Prompt
Take each line below that has "errors" and copy it.

Data to examine
PR #1917, opened 2024-08-12
Implement `as` syntax for multiple base types (`mob|obj|turf`)

MyNameIsRomayne:
This is an attempt to support code like
```
for (var/atom/A as mob|obj|turf|area in view(null, null))
```
to continue the implementation parity between OD and DM


MyNameIsRomayne:
This is probably not a great first project (it was supposedly easy at first, but the proper implementation is slightly more complicated) for me, so the code quality is dubious.

Current issues are something along the lines of
`Error OD0000 at code/mob/living/silicon/ai.dm:1102:11: Negative stack size`
though this should all work fine once these errors are resolved (?)

DMCompiler/DM/Builders/DMProcBuilder.cs
```diff
@@ -612,8 +612,10 @@ internal sealed class DMProcBuilder(DMObject dmObject, DMProc proc) {
                 implicitTypeCheck = dmTypes.Value.TypePath;
             } else if (!dmTypes.Value.IsAnything) {
                 // "as anything" performs no check. Other values are unimplemented.
-                DMCompiler.UnimplementedWarning(outputVar.Location,
-                    $"As type {dmTypes} in for loops is unimplemented. No type check will be performed.");
+                byte typeId = (byte) dmTypes.Value.Type;
+                proc.CreateFilteredBaseTypesListEnumerator(typeId, dmTypes.Value.Type);
```
wixoaGit, line 616: This is likely your issue. CreateFilteredBaseTypesEnumerator expects to have a list to pop off the stack, but the `list.EmitPushValue()` is called after this instead of before. While the compiler is keeping track of the stack's expected size, this ends up trying to pop something off an empty stack so the compiler raises that error.

MyNameIsRomayne: I may have interpreted this wrong, but I moved the call to CreateFilteredBaseTypesListEnumerator after EmitPushValue, and I still receive the same error.
```C#
// Depending on the var's type and possibly a given "as [types]", an implicit istype() check is performed
DreamPath? implicitTypeCheck = null;
if (dmTypes == null) {
    // No "as" means the var's type will be used
    implicitTypeCheck = lValue?.Path;
} else if (dmTypes.Value.TypePath != null) {
    // "as /datum" will perform a check for /datum
    implicitTypeCheck = dmTypes.Value.TypePath;
}

list.EmitPushValue(dmObject, proc);
if (implicitTypeCheck != null) {
    if (DMObjectTree.TryGetTypeId(implicitTypeCheck.Value, out var filterTypeId)) {
        // Create an enumerator that will do the implicit istype() for us
        proc.CreateFilteredListEnumerator(filterTypeId, implicitTypeCheck.Value);
    } else {
        DMCompiler.Emit(WarningCode.ItemDoesntExist, outputVar.Location,
            $"Cannot filter enumeration by type {implicitTypeCheck.Value}, it does not exist");
        proc.CreateListEnumerator();
    }
} else if (dmTypes != null && !dmTypes.Value.IsAnything) {
    byte typeId = (byte) dmTypes.Value.Type;
    proc.CreateFilteredBaseTypesListEnumerator(typeId, dmTypes.Value.Type);
} else {
    proc.CreateListEnumerator();
}
```

MyNameIsRomayne: NVM got it to work. was an issue with not having a case for the new annotatedbytecode

MyNameIsRomayne:
It compiles without errors so I'm undrafting this and re-requesting review

DMCompiler/DM/Builders/DMProcBuilder.cs
```diff
@@ -602,32 +602,36 @@ public void ProcessStatementForList(DMExpression list, DMExpression outputVar, D
...
                 // "as /datum" will perform a check for /datum
                 implicitTypeCheck = dmTypes.Value.TypePath;
             } else if (!dmTypes.Value.IsAnything) {
-                // "as anything" performs no check. Other values are unimplemented.
-                DMCompiler.UnimplementedWarning(outputVar.Location,
-                    $"As type {dmTypes} in for loops is unimplemented. No type check will be performed.");
+                // "as anything" performs no check. Other than that, all that's left are type assignments like `as mob|obj|area`.
+                proc.CreateFilteredBaseTypesListEnumerator((byte) dmTypes.Value.Type, dmTypes.Value.Type);
+                alreadyCreatedEnumerator = true;
+                DMCompiler.VerbosePrint($"Created CreateFilteredBaseTypesListEnumerator");
```
ZeWaka, line 619: do we want this print here?

DMCompiler/DM/DMObject.cs
```diff
@@ -230,4 +230,8 @@ public DMValueType GetDMValueType() {
 
         return DMValueType.Anything;
     }
+
+    public DreamPath[] GetDMAncestors() {
+
+    }
```
ZeWaka, line 236: ?

amylizzle:
Abandoned?

MyNameIsRomayne:
Yeah these haven't been worked on for a while, I'm not sure if I'll be able to get to them. Someone else can continue it or work on it if they want

wixoaGit:
Closing in favor of #2228

PR #1919, opened 2024-08-12
Implements `hearers()` and `ohearers()`

### LINKED ISSUE #1755: `hearers()` not implemented
https://www.byond.com/docs/ref/#/proc/hearers

TheTyrant25:
Fixes #1755

Using very similar code to `viewers()` and `oviewers`, a new boolean argument has been added to `CalculateVisibility()`, called `ignore_light` (false by default). Setting it to true will skip all the luminosity checks in the algorithm. As there aren't actually any at the moment, it does nothing different, but once `CalculateVisibility()` is fully finished, it hopefully should.


OpenDreamRuntime/Procs/Native/DreamProcNativeRoot.cs
```diff
@@ -1014,6 +1014,68 @@ internal static class DreamProcNativeRoot {
...
+                return new(hear);
+
+            var centerPos = bundle.AtomManager.GetAtomPosition(center);
+            if (!depthValue.TryGetValueAsInteger(out var depth))
+                depth = 5;
+
+            foreach (var atom in bundle.AtomManager.EnumerateAtoms(bundle.ObjectTree.Mob)) {
+                var mob = (DreamObjectMob)atom;
+
+                if (centerPos.Z == mob.Z && Math.Abs(centerPos.X - mob.X) <= depth && Math.Abs(centerPos.Y - mob.Y) <= depth) {
```
amylizzle, line 1054: Are you doing `in range(5)` and *then* doing `in range(view string)`? Because that doesn't seem right.
It seems like you should instead be gathering the tiles in range, calculating audibility, *then* iterating the mobs to see if they're on an audible tile

OpenDreamRuntime/Procs/Native/DreamProcNativeRoot.cs
```diff
@@ -1014,6 +1014,68 @@ internal static class DreamProcNativeRoot {
             return new DreamValue(obj.ObjectDefinition.HasProc(procName) ? 1 : 0);
         }
 
+        [DreamProc("hearers")]
+        [DreamProcParameter("Depth", Type = DreamValueTypeFlag.Float)]
+        [DreamProcParameter("Center", Type = DreamValueTypeFlag.DreamObject)]
+        public static DreamValue NativeProc_hearers(NativeProc.Bundle bundle, DreamObject? src, DreamObject? usr) { //TODO: Change depending on center
```
ZeWaka, line 1020: what's this todo

amylizzle:
Also you could probably add a test in testgame? Would be good.

OpenDreamRuntime/Procs/Native/DreamProcNativeRoot.cs
TheTyrant25: ah that's copied over from `viewers()`. I left it in because whatever implementation that proc does should do a similar thing to hearers I think

OpenDreamRuntime/Procs/Native/DreamProcNativeRoot.cs
TheTyrant25: this is how viewers() implements it. I didn't look too closely but from what I can tell, line 1048 tries to get depth and defaults to 5 if it fails
```cs
            if (!depthValue.TryGetValueAsInteger(out var depth))
                depth = 5;
```

OpenDreamRuntime/Procs/Native/DreamProcNativeRoot.cs
TheTyrant25: afaik the center arg doesn't work correctly and I don't know how to fix it

Kapu1178 (changes requested):
Discussed on discord but just for a more permanent note, this is just... not how byond hearers() works. hearers() is viewers() ignoring luminosity (or a lack thereof)

DMCompiler/DMStandard/_Standard.dm
```diff
@@ -31,6 +31,7 @@ proc/fract(n) as num
 proc/ftime(File, IsCreationTime = 0) as num
 proc/gradient(A, index)
 proc/hascall(Object, ProcName) as num
+proc/hearers(Depth = 5, Center = usr) as /list
```
wixoaGit, line 34: According to the ref, the default for this is `world.view` and not 5
```suggestion
proc/hearers(Depth = world.view, Center = usr) as /list
```

DMCompiler/DMStandard/_Standard.dm
```diff
@@ -66,6 +67,7 @@ proc/num2text(N, A, B) as text
 proc/orange(Dist = 5, Center = usr) as /list|null // NOTE: Not sure if return types have BYOND parity
 proc/oview(Dist = 5, Center = usr) as /list
 proc/oviewers(Depth = 5, Center = usr) as /list
+proc/ohearers(Depth = 5, Center = usr) as /list
```
wixoaGit, line 70: Also a default of `world.view`
```suggestion
proc/ohearers(Depth = world.view, Center = usr) as /list
```

OpenDreamRuntime/Procs/Native/DreamProcNativeRoot.cs
```diff
@@ -1010,6 +1010,68 @@ public static DreamValue NativeProc_hascall(NativeProc.Bundle bundle, DreamObjec
         return new DreamValue(obj.ObjectDefinition.HasProc(procName) ? 1 : 0);
     }
 
+    [DreamProc("hearers")]
+    [DreamProcParameter("Depth", Type = DreamValueTypeFlag.Float)]
+    [DreamProcParameter("Center", Type = DreamValueTypeFlag.DreamObject)]
+    public static DreamValue NativeProc_hearers(NativeProc.Bundle bundle, DreamObject? src, DreamObject? usr) { //TODO: Change depending on center
```
wixoaGit, line 1016: Rather than copy-pasting all of `viewers()`, this code should be moved into a method `DreamProcNativeHelpers.cs` that can be called by both native procs.

OpenDreamRuntime/Procs/Native/DreamProcNativeRoot.cs
```diff
@@ -1813,6 +1875,71 @@ public static DreamValue NativeProc_num2text(NativeProc.Bundle bundle, DreamObje
         // Maybe an exception is better?
         return new DreamValue("0");
     }
+ 
+    [DreamProc("ohearers")]
+    [DreamProcParameter("Depth", Type = DreamValueTypeFlag.Float)]
+    [DreamProcParameter("Center", Type = DreamValueTypeFlag.DreamObject)]
+    public static DreamValue NativeProc_ohearers(NativeProc.Bundle bundle, DreamObject? src, DreamObject? usr) { //TODO: Change depending on center
+        DreamValue depthValue = new DreamValue(5);
```
wixoaGit, line 1883: Same here as with `hearers()`

wixoaGit (changes requested):

ike709:
https://github.com/TheTyrant25/OpenDream/pull/1

wixoaGit (approved):

PR #1776, opened 2024-05-11
Softdels part 1 (Datum softdels)

moonheart08:
Implements softdel support for /datum, changing internal refs to be weak as to avoid pinning the objects forever.

PR #1920, opened 2024-08-12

Exercise result
though this should all work fine once these errors are resolved (?)
It compiles without errors so I'm undrafting this and re-requesting review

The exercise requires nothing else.